Ancak bu hikâyede Yigenek’in Arşun Oğlu Direk Tekür’le savaşa girmeden önce ettiği bir dua ve sena kısmı vardır. Daha doğrusu bir soylama olan bu dua, İslâmî çerçevede bir Tanrı anlayışının ifadesi ve esma-i hüsnâ diye bilinen Allah’ın güzel adlarının anılmasından oluşmaktadır. Gökyay, bu ifadeleri Kuran-ı Kerim'den, bilhassa da İhlas suresinden bir çeviri gibi değerlendirmektedir. Gökyay’ın ifadesiyle söylersek Yigenek'in duasındaki “sen anadan doğmadun, sen atadan olmadun, kimse rızkun yimedün, kamu yerde ahadsin, Allah samedsin, ululuğuna haddün yok, senün boyun kaddün yok, ya cisimle ceddün yok” ifadeleri İhlâs sûresinin açıklama yoluyla tam çevirisidir. (Gökyay 1973: CCLCCII-CCLXXIII)
Bu dua kısmı, Yigenek ile Arşun Oğlu Direk Tekür arasındaki mücadeleye dinî bir boyut da kazandırmaktadır. Oysa Yigenek’inArşun Oğlu Direk Tekür’le mücadelesinin zemininde zaten haklı bir gerekçe olarak babasını kurtarma güdüsü rol oynamaktadır. Ancak ister mücadeleyi kazanma adına Allah’tan yardım dileme, isterse bir kâfiri yenme adına bir gaza olarak bakalım sonuçta Direk Tekür ile Yigenek mücadelesi birçok başka boyutu yanında dinî bir içeriğe de sahip olmuştur.
Elbette bütün bu dinî arka plan, belki Oğuzların düşmanı bir Kıpçak veya Gürcü tekürü olan Arşun Oğlu Direk Tekür’ü dinî bir tiple, yani Uc bin Unuk’la birleştirmeye kadar gitmektedir.

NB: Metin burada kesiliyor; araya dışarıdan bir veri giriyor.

PR #424, opened 2020-02-16
Remove str decode function from TokenRedis class

ryansen:
I'm using Python 2 version

image

if use str decode function, Websockify will be throw an error, the error code 1011.
remove the str decode function,  Websockify can connect the remote desktop.

### DIFF
--- a/websockify/token_plugins.py
+++ b/websockify/token_plugins.py
@@ -154,6 +154,6 @@ class TokenRedis(object):
         if stuff is None:
             return None
         else:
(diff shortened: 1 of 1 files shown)


CendioOssman:
I'm fairly sure this is needed for IDN. What Python version are you running exactly? And can you show us the error log?

tranquilryan:
@CendioOssman  Python 2.7.12
image

image

CendioOssman:
The issue was with the port, not the host. Fixed in 6d48b1507e7a0306dc60155ec7895be729b58f58.

PR #428, opened 2020-03-12
Add UnixDomainSocketDirectory token plugin

fengye87:
UnixDomainSocketDirectory token plugin can websockify all unix domain sockets under a specified directory. The token would be used as relative path to the specified path. It's very handy if QEMU is allocating VNC service on unix domain socket (with `vnc_auto_unix_socket` turned on).

Hope it helps.


fengye87:
@CendioOssman Added path check against escaping from the parent path, please review again.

Uc (Avc) bin Unukadlı bir dev veya dev yapılı adam rivayetlere göre Hz. Nuh'tan önce de vardır ve Tufan’da ölmemiştir. Hz. Musa zamanına kadar yaşadığı var sayılan bu dev, inatçı, kâfir ve cebbar biri olarak tasvir edilmektedir. Anası Hz. Adem’in kızı Anakonu zina sonucunda dünyaya getirmiştir. Boyu çok uzun olduğu için okyanusların dibinden balık tutup güneşte kızarttığı rivayet edilen Unuk, Hz. Nuh’un gemisine “Bu küçük çanak nedir, neye yarar?” tarzında sözler söyleyerek onunla alay edermiş. Birçok dinî kaynakta bahsi geçen ve ancak Hz. Musa tarafından öldürülebilen bu devin boyunun 3.333zira1 olduğu da rivayet edilmiştir. Dinî kaynaklara yaslanmasına rağmen birçok bilgin ve araştırmacı, İslâm dininin temel esasları açısından, özellikle de Tufan zamanında yeryüzünde hiç bir canlı kalmayışı, peygamberin oğlunun bile Tufan’da boğulurken bu devin sağ kalmasının mümkün olmayacağı gibi sebeplerle İsrailiyat olduğu düşüncesindedirler (Aydemir 2015: 355-356).
Bu benzerlik bile Arşun Oğlu Direk Tekür’ün kimliğini dinî bir kökenle birleştirme ve mücadeleyi dinî bir zemine kaydırma anlamında önemlidir.